I came across this sobering and informative article on Active History several days ago while doing some research. Although it is from 2014, the topic is relevant to the history of the Great War. I have copied a portion of the article, which is fairly long, and includes graphs. The direct link is at the bottom of this post.


*Soldier Suicide after the Great War: A First Look, By Jonathan Scotland, March 24, 2014*

"With few exceptions, Canadian historians ignore the question of soldier suicide.[1] The military has done a better job of studying the issue and now recognizes that solder suicide is a serious concern. In 2012, the Department of National Defence released Suicide in the Canadian Force, 1995-2012, only the second such report in the military’s history. It found no significant increase in suicide rates between the mid 1990s and the end of Canada’s mission in Afghanistan.  In fact, the report concluded that suicide rates in the military were lower than the civilian population.

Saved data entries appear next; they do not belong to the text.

PR #3048, opened 2020-07-28
feat(libflux/ast/tests.rs): add test_json_tvartype to tests.rs.

yuktarakesh:
### Done checklist
- [ ] docs/SPEC.md updated
- [ ] Test cases written


libflux/src/core/ast/tests.rs
```diff
@@ -395,6 +395,18 @@ fn test_json_expression_statement() {
...
     assert_eq!(deserialized, n)
 }
+
+#[test]
+fn test_json_tvartype() {
+    let n = MonoType::Tvar(TvarType {
+        base: BaseNode::default(),
+    });
+    let serialized = serde_json::to_string(&n).unwrap();
+    assert_eq!(serialized, r#"{"type":"TvarType"}"#);
```
jlapacik, line 405: I must have missed this in review, but TvarType should have an identifier just like NamedType. Are you able to update it? The json should look like:

    {"type":"TvarType", "name":{"name": ...}}

yuktarakesh: The test cases should also change in that case right?

jlapacik: Yes.

jlapacik: It looks like there might only be one test case that needs to be updated.

libflux/go/libflux/buildinfo.gen.go
```diff
@@ -24,15 +24,17 @@ var sourceHashes = map[string]string{
 	"libflux/src/core/ast/flatbuffers/tests.rs":                                     "131f266613fd39cfcbc72c41691b68f58a14ee3a994d45f011da70c263f16f26",
 	"libflux/src/core/ast/mod.rs":                                                   "d9d3b7a43942d3e9fbdb4866d30d4f5ed92767c1ce471f2cbfe96959ebce130f",
 	"libflux/src/core/ast/tests.rs":                                                 "c48be4a150643298be2806fc7c3be5d770e6d7d73b80193f0ea45249b4c7aeb9",
+	"libflux/src/core/ast/mod.rs":                                                   "e3e7d18f8074bccb0dfc1acbfdd2cc93891ab76c895e6fd951919307f79a6d36",
+	"libflux/src/core/ast/tests.rs":                                                 "524e07ece164e54f57904cdde18bb8c01033e91faeba64202f477153110ef350",
```
jlapacik, line 28: This file should always have the same number of deletions as additions. The end result should be one line per rust source file. See how you have two lines for each of `libflux/src/core/ast/tests.rs` and `libflux/src/core/ast/mod.rs`. This will result in a `checkgenerate` failure.

PR #3052, opened 2020-07-29
feat(libflux/ast/tests.rs): add test_json_functiontype to tests.rs

yuktarakesh:
### Done checklist
- [ ] docs/SPEC.md updated
- [ ] Test cases written


libflux/src/core/ast/mod.rs
```diff
@@ -555,18 +556,31 @@ pub struct FunctionType {
...
         name: Identifier,
         ty: MonoType,
     },
+    #[serde(rename = "Pipe")]
     Pipe {
+        #[serde(skip_serializing_if = "BaseNode::is_empty")]
+        #[serde(default)]
+        #[serde(flatten)]
         base: BaseNode,
         name: Option<Identifier>,
```
jlapacik, line 585: Could you add `#[serde(skip_serializing_if = "Option::is_none")]` right above this line so that we don't include a `name` field in the json if this is an un-named pipe parameter?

This should be no surprise. Recruits, after all, are screened before they join the forces. That there was no statistically significant increase in suicide, despite perceptions to the contrary, is more surprising. This finding is supported by new research on suicide more generally and recent studies have found that old ideas about rising suicide rates, particularly in modern urban environments, are simply not born out by the evidence.

What we lack is a historical picture to put these deaths in context. Not a single study exists on Canadian suicide in the First World War. The same is true of the Second World War, Korea, and our many peacekeeping missions. Veterans of each conflict have been similarly overlooked. Even the statistics we do have are incomplete. Charles Campbell’s death certificate makes no mention of suicide, for instance. The cause of death is listed simply as “gun shot wound.”

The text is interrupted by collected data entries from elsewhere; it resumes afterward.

PR #3076, opened 2020-08-04
feat(libflux/semantic/convert.rs): add convert_polytype

yuktarakesh:
### Done checklist
- [ ] docs/SPEC.md updated
- [ ] Test cases written

### DIFF
--- a/libflux/src/core/semantic/convert.rs
+++ b/libflux/src/core/semantic/convert.rs
@@ -3,7 +3,6 @@ use crate::semantic::fresh::Fresher;
 use crate::semantic::nodes::*;
 use crate::semantic::types;
 use crate::semantic::types::MonoType;
-use crate::semantic::types::Kind;
 use crate::semantic::types::MonoTypeMap;
 use crate::semantic::types::SemanticMap;
 use std::collections::HashMap;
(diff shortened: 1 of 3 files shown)


libflux/src/core/semantic/convert.rs
```diff
@@ -233,6 +234,59 @@ fn convert_monotype(
...
+    let mut tvars = HashMap::<String, types::Tvar>::new();
+    let mut expr = convert_monotype(type_expression.monotype, &mut tvars, f)?;
+    let mut vars = Vec::<types::Tvar>::new();
+    let mut cons = SemanticMap::<types::Tvar, Vec<types::Kind>>::new();
+
+    for c in type_expression.constraints {
+        if tvars.contains_key(c.tvar.name.as_str()) {
+            vars.push(match tvars.get(&c.tvar.name) {
+                Some(v) => *v,
+                None => {types::Tvar(0)} // never reached.
```
jlapacik, line 264: This should return an error.
```Rust
None => Err(format!("type variable {} constrained but not used", ...))
```

May I suggest something along the lines of the following (more or less):
```Rust
for c in type_expression.constraints {
    match tvars.remove(c.tvar.name) {
        None => {
            return Err(...);
        }
        Some(tv) => {
            vars.push(tv);
        }
    }
...
```
In other words, just remove the element from the map. If `None` then throw an error.

PR #3088, opened 2020-08-09
added monotype copy functionality using reflect. <stackoverflow>

ChitlangeSahas:
Added Copy functionality to monotype using reflect.


nathanielc:
@ChitlangeSahas I am curious why using reflect here helps. Can you provide an explanation? I see this was merged into another feature branch so I could review there as well, but figured its easier to have a more focused conversation here.

PR #3100, opened 2020-08-11
fix(deps): make socket/sql url test robust

nathanielc:
The socket and sql url validator tests would fail on linux systems
because the message returned from Go depended on the specific DNS
resolver being used. The test case now validates that the error comes
form the correct call to the validation path but does not otherwise care
about the specific wording used to indicate a DNS resolution failure.

Additionally the hostname used is guaranteed to not exist based on RFC
6761.

### Done checklist
- [ ] docs/SPEC.md updated
- [x] Test cases written


nathanielc:
As an aside it was odd to me that the tests failing were the socket and sql tests, shouldn't we have this test coverage as part of the PrivateIPValidator unit test suite and then for the socket and sql tests simply validate that the url.Validator was called but not care why it failed?

I didn't change that because its  a bigger change than I have time for ATM but thought I'd at least call it out.

PR #3102, opened 2020-08-11
feat: add nulls parameter to gen.tables()

yzhang1991:


libflux/src/core/semantic/builtins.rs
```diff
@@ -191,7 +191,7 @@ pub fn builtins() -> Builtins<'static> {
                 "#,
             },
             "internal/gen" => semantic_map! {
-                "tables" => "forall [t0] (n: int, tags: [{name: string | cardinality: int}]) -> [{_time: time | _value: float | t0}]",
+                "tables" => "forall [t0] (n: int, ?nulls: float, tags: [{name: string | cardinality: int}]) -> [{_time: time | _value: float | t0}]",
```
jsternberg, line 194: While you're here, I've been meaning to fix this. Can you make tags optional? It's supposed to be optional but the type system has it specified incorrectly.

Campbell’s case also highlights a major difference between the reporting of soldier suicide today versus the years following the First World War. Of the men and women who have recently taken their lives, the majority were serving members of the military. Campbell, however, killed himself after demobilization. Were he a veteran of Afghanistan, his case would not be recorded. The same is true if he were a reservist.

Despite the difficulties in making sense of the sources, my doctoral research on the impact of the First World War on Canadian men has not been able to escape the question of soldier suicide. Much like today’s media, Canadian veteran suicides were very much in the news in the years after the war. The resulting coverage of these veterans’ deaths provides one window onto the struggles returned men faced after the war.

The following charts illustrate male suicides reported in the Globe and the Toronto Star respectively in the year immediately following the war. They are by no means comprehensive, but they do provide a first glance at the issue. Each chart divides the reported suicides into two categories: total reported male suicides (including veteran status) and reported male suicides by veteran status and by age.

The conclusions are striking. In 1919, nearly 40% of reported suicides involved veterans. Moreover, if only the suicides of men aged 18-39 (those most likely to serve) are considered, then the percentage of reported veteran suicides doubles to nearly 80%. Clearly the suicides being reported in the press were disproportionately soldier suicides...."

http://activehistory.ca/2014/03/soldier-suicide-after-the-great-war-a-first-look/


----------



## Colin Parkinson (22 Jun 2016)

Considering the causality rate and the number of Veterans who came back, it's not surprising that society could accept that the men suffered grievously. Books and reports were coming out shortly afterwards about the conditions many endured.


----------



## Rocky Mountains (24 Jun 2016)

When a young guy is found dead and the only comment offered is "foul play not suspected," it is in all likelihood a suicide.  They happen altogether too often and they go unreported in the media unless a celebrity is involved.  Also the next-of-kin of soldiers or veterans brings them to the attention of the media because they want to blame military service.  Probably in excess of 99 % of suicides are civilians but those 99 go almost totally unreported.


----------



## mariomike (24 Jun 2016)

Rocky Mountains said:
			
		

> They happen altogether too often and they go unreported in the media unless a celebrity is involved.  Also the next-of-kin of soldiers or veterans brings them to the attention of the media because they want to blame military service.  Probably in excess of 99 % of suicides are civilians but those 99 go almost totally unreported.



For what it is worth to the discussion,

Canadian Psychiatric Association—Media Guidelines for Reporting Suicide
http://publications.cpa-apc.org/media.php?mid=733&xwm=true


----------